In front of the basilica was the usual broad piazza, at the far end of which, perhaps three hundred feet from the great facade, Rocco Gardella stood before the window of a top-floor apartment, his back to the famous scene. The building in which he stood was yet another restored old palazzo, distinctly upscale, with rental prices to match, but this particular apartment was anything but. The place was squalid, fetid. There were microwave trays and bowls of congealing food from more than one meal—more than five or six meals—on the kitchen counter, on the stove, in the sink. Some of them had been there so long mold was growing on them. There were blackened banana peels, shriveled brown apple cores, cups of caffe latte in which the milk had curdled halfway to yogurt. Emptied, unrinsed cans of soup, beans, and stewed fruit filled the sink. Candy wrappers everywhere. Discarded clothing, mostly socks and underwear, lay in tangled clumps and piles on the floors of all three rooms, and the bathroom as well. The whole place stank of rotting food, dirty laundry, and mildewed towels. Rocco, thinking about rats, had moved with care in looking into dark corners or closets when he’d first arrived, but if there were rats around, they’d scurried into the walls by now.

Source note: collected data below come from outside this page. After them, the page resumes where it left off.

PR #124, opened 2017-08-17
Hdfs backup migration

ywang282:
The test can only pass when the correct environment variables are set. It will fail in the current dock container because of missing environment variables.

Should we exclude this migration test from the Makefile? so when we do `make test`, it won't run with the other tests unless we specifically make it to run?

Please let me know if you have any suggestion on how to perfectly merge this test along with the rest of the tests.

### DIFF
--- a/rocksdb_admin/tests/hdfs_backup_migration_test.cpp
+++ b/rocksdb_admin/tests/hdfs_backup_migration_test.cpp
@@ -1,0 +1,114 @@
+/// Copyright 2016 Pinterest Inc.
+///
+/// Licensed under the Apache License, Version 2.0 (the "License");
+/// you may not use this file except in compliance with the License.
+/// You may obtain a copy of the License at
+///
+/// http://www.apache.org/licenses/LICENSE-2.0
+
+/// Unless required by applicable law or agreed to in writing, software
+/// distributed under the License is distributed on an "AS IS" BASIS,
+/// WITHOUT WARRANTIES OR CONDITIONS OF ANY KIND, either express or implied.
+/// See the License for the specific language governing permissions and
+/// limitations under the License.
+
+//
+// @author evening (evening@pinterest.com)
+//
+
+#include "boost/filesystem.hpp"
+#include "gtest/gtest.h"
+#include "rocksdb/db.h"
+#include "rocksdb/env.h"
+#include "rocksdb/utilities/backupable_db.h"
+
+using boost::filesystem::remove_all;
+using rocksdb::BackupableDBOptions;
+using rocksdb::BackupEngine;
+using rocksdb::DB;
+using rocksdb::Env;
+using rocksdb::NewHdfsEnv;
+using rocksdb::Options;
+using rocksdb::ReadOptions;
+using rocksdb::SequenceNumber;
+using std::string;
+using std::to_string;
+using std::unique_ptr;
+
+// helper function to open a rocksdb instance
+unique_ptr<DB> OpenDB(const string& path, bool error_if_exists = false) {
+  Options options;
+  options.create_if_missing = true;
+  options.error_if_exists = error_if_exists;
+  options.WAL_size_limit_MB = 100; //
+  DB* db;
+  auto status = DB::Open(options, path, &db);
+  EXPECT_TRUE(status.ok());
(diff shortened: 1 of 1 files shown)


angxu:
what are the env variables needed?

rocksdb_admin/tests/hdfs_backup_migration_test.cpp
```diff
@@ -0,0 +1,114 @@
+/// Copyright 2016 Pinterest Inc.
```
shuzhang1989: rename it to "hbase_backup_integration_test"

rocksdb_admin/tests/hdfs_backup_migration_test.cpp
```diff
@@ -0,0 +1,114 @@
...
+  options.error_if_exists = error_if_exists;
+  options.WAL_size_limit_MB = 100;
+  DB* db;
+  auto status = DB::Open(options, path, &db);
+  EXPECT_TRUE(status.ok());
+  return unique_ptr<DB>(db);
+}
+
+unique_ptr<DB> CleanAndOpenDB(const string& path) {
+  EXPECT_NO_THROW(remove_all(path));
```
shuzhang1989: let's use destroydb() api

ywang282:
@angxu the env variables are for example JAVA_HOME, CLASSPATH to all the hadoop distributions and c++ dynamically linked libs, etc

ywang282:
@shuzhang1989 yes the new hdfs cluster works fine, you can find all the back used files with `hdfs dfs -ls /migration_test/private`

rocksdb_admin/tests/hdfs_backup_migration_test.cpp
ywang282: checked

His attention was fixed on a bed containing yet another set of mortal remains. This one was curled on its side among twisted, grungy sheets, dressed in a shirt and trousers, and still wearing shoes. Bent over the body was the medico legale, doing what they do at such scenes: pressing eyeballs, raising limbs and letting them drop, sniffing at the dead, wide-open mouth. With them in the apartment were a photographer, along with two crime-scene officers busily plying their forceps, plastic envelopes, and mysterious lights, sprays, and powders. Maresciallo Antonio Martignetti was also there, wandering around and poking into drawers and closets.

Ordinarily, the death of a known addict under circumstances that practically screamed overdose wouldn’t be getting the level of scrutiny that this one was, but when the addict himself happened to be a suspect, or at the very least a potential material witness, in a double murder currently under investigation, a different level of effort was called for. And this particular corpse, the former Cesare Baccarreda Cubbiddu had fit that description to a T.